Task details: Please give nothing except the number of lines in the records below that include the word "point".
————
PR #2850, opened 2025-07-09
Update protocol filters

### LINKED ISSUE #2846: Firewall rules should allow setting/viewing multiple ICMP filters
`VpcFirewallRuleProtocol`s can now carry more information than a protocol alone. Today this is only expressed in ICMP type/code filters, but in future this will include ICMPv6 and probably a generic selector over the IP protocol code. We should allow interaction with a list of filters, rather than the three checkboxes we have today.

https://github.com/oxidecomputer/omicron/blob/d84882702969e42be311f1b4274ab9a4ab9d28a3/openapi/nexus.json#L26196-L26251

The move from representing each as a string to a kind+value will also impact how these are serialised/deserialised.

charliepark:
There's a little bit of design input still coming on this for the mini table and badges in the Firewall Rules tab, but I'm getting to the point where I'm fiddling, so it's time to open up the draft PR.

The crux of this is a change logged in issue #2846, where the API now uses a more sophisticated object for protocol filters, rather than the earlier strings of `TCP`, `UDP`, and `ICMP`. Also, users can add multiple ICMP filters. We still continue to use `TCP` and `UDP`, but `ICMP` protocol filters now have additional information, including an optional ICMP **type** and optional **code**.

For more on ICMP types and codes, [this list of IANA code fields](https://www.iana.org/assignments/icmp-parameters/icmp-parameters.xhtml) might be useful.

There are two main changes to the UI that a user will see with this PR.

First, the Firewall Rules tab has a new treatment for the protocol filters:
Screenshot 2025-07-09 at 7 26 12 AM
Note how the code can have either an individual number or a range.

Second, the Protocol Filters section of the Firewall Rules form has a new step-through form process, and a new mini-table:
Screenshot 2025-07-08 at 11 39 57 PM
Screenshot 2025-07-08 at 11 33 16 PM

I am open to any thoughts / tweaks / etc.

Closes #2846


app/forms/firewall-rules-common.tsx
```diff
@@ -251,17 +257,268 @@ const availableItems = (
...
+                name="icmpType"
+                control={protocolForm.control}
+                description="Select ICMP type (leave blank for all)"
+                placeholder=""
+                allowArbitraryValues
+                items={icmpTypeItems}
+                validate={icmpTypeValidation}
+              />
+
+              {selectedIcmpType !== undefined && selectedIcmpType !== 0 && (
```
david-crespo: What is this `!== 0` about?

charliepark: This is a bit of legacy code from when we were being a bit more prescriptive with the ICMP codes, and the idea was to only show the `code` combobox when the ICMP type had associated codes. Some types don't have those codes, and `0` is one of (but not the only) one. I think this was an early experiment in tailoring the UI based on which `type` had been selected. But the benefit of a consistent UI is probably better than being clever.

It also has a bug in it, in that `selectedIcmpType` is now a string, so this wouldn't ever actually have guarded the UI in the current state.

But I also agree with your other comment, about inline inputs in a MiniTable being an attractive solution to explore. So I'll remove the existing `&& selectedIcmpType !== 0` bit and then look more into the editable MiniTable cell.

charliepark: Actually, I think the editable MiniTable cell should wait until one or two other open loops get closed, and can/should exist as a separate push.

david-crespo: Yeah, I think so. That could be pretty complicated.

app/forms/firewall-rules-common.tsx
```diff
@@ -251,17 +258,269 @@ const availableItems = (
...
+        const parsedIcmpType =
+          typeof values.icmpType === 'string'
+            ? parseInt(values.icmpType, 10)
+            : values.icmpType
+
+        // Validation is now handled by the form field, but add safety check
+        invariant(
+          !isNaN(parsedIcmpType) && parsedIcmpType >= 0 && parsedIcmpType <= 255,
+          'ICMP type validation failed: value must be between 0 and 255'
+        )
```
david-crespo: In the unlikely event this gets tripped (assuming form field validation matches this logic exactly), I don't think we want to throw an error here, which is what `invariant` does. I think noop-ing with an early return is better.

app/forms/firewall-rules-common.tsx
```diff
@@ -251,17 +258,269 @@ const availableItems = (
...
+  if (isNaN(parsed) || parsed < 0 || parsed > 255) {
+    return `ICMP type must be a number between 0 and 255`
+  }
+  return undefined
+}
+
+const icmpCodeValidation = (value: string | undefined) => {
+  if (!value || value.trim() === '') return undefined // allow empty
+
+  const trimmedValue = normalizeDashes(value.trim())
```
david-crespo: I thought maybe using this as the `transform` means that when we get the value here, it is already normalized, in which case we don't need to do it here.

charliepark: ah good point

app/forms/firewall-rules-common.tsx
```diff
@@ -251,17 +258,269 @@ const availableItems = (
...
+                  control={protocolForm.control}
+                  description={
+                    <>
+                      Enter a code (0) or range (e.g. 1&ndash;3). Leave blank for all
+                      traffic of type {selectedIcmpType}.
+                    </>
+                  }
+                  placeholder=""
+                  validate={icmpCodeValidation}
+                  transform={normalizeDashes}
```
david-crespo, line 492: Interesting idea, works well. I think it feels ok because there isn't really a risk of copy-paste surprises like there was with names.

app/forms/firewall-rules-common.tsx
```diff
@@ -251,17 +258,269 @@ const availableItems = (
...
+
+    if (start < 0 || start > 255) {
+      return 'ICMP code range start must be between 0 and 255'
+    }
+    if (end < 0 || end > 255) {
+      return 'ICMP code range end must be between 0 and 255'
+    }
+    if (start > end) {
+      return 'ICMP code range start must be less than or equal to range end'
+    }
```
david-crespo, line 396: We should make sure the API doesn't barf on `3-3`

app/forms/firewall-rules-common.tsx
charliepark: Agree that it's slightly different than the copy/paste issue with names and dashes/spaces. I figured this would ease confusion, since we use en-dashes in the help text above the input and I could see some dash-savvy user trying it out that way.

app/forms/firewall-rules-common.tsx
charliepark: Chatted with Kyle on it. Learned a few things.

Internally, even if `3` were entered in as the code, it would get stored as `{ first: 3, last: 3 }`, so the range of `3-3` isn't problematic on its own.

But in looking into it, Kyle noticed that neither port filters nor icmp codes have an internal check preventing a `first` being greater than a `last`, so `3-2` wouldn't actually trip up the API. Obviously, this isn't a good state to end up in, so he's going to fix that in Omicron tomorrow. So our validations can stay as they are, and should match Omicron soon.

benjaminleonard:
Yeah, also realising its not worth to go too deep on this because it's all changing to mini-tables anyway. I'd say lets just squeeze in _a_ version that works and then move onto the mini-table input.

david-crespo:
————
Expected answer: 2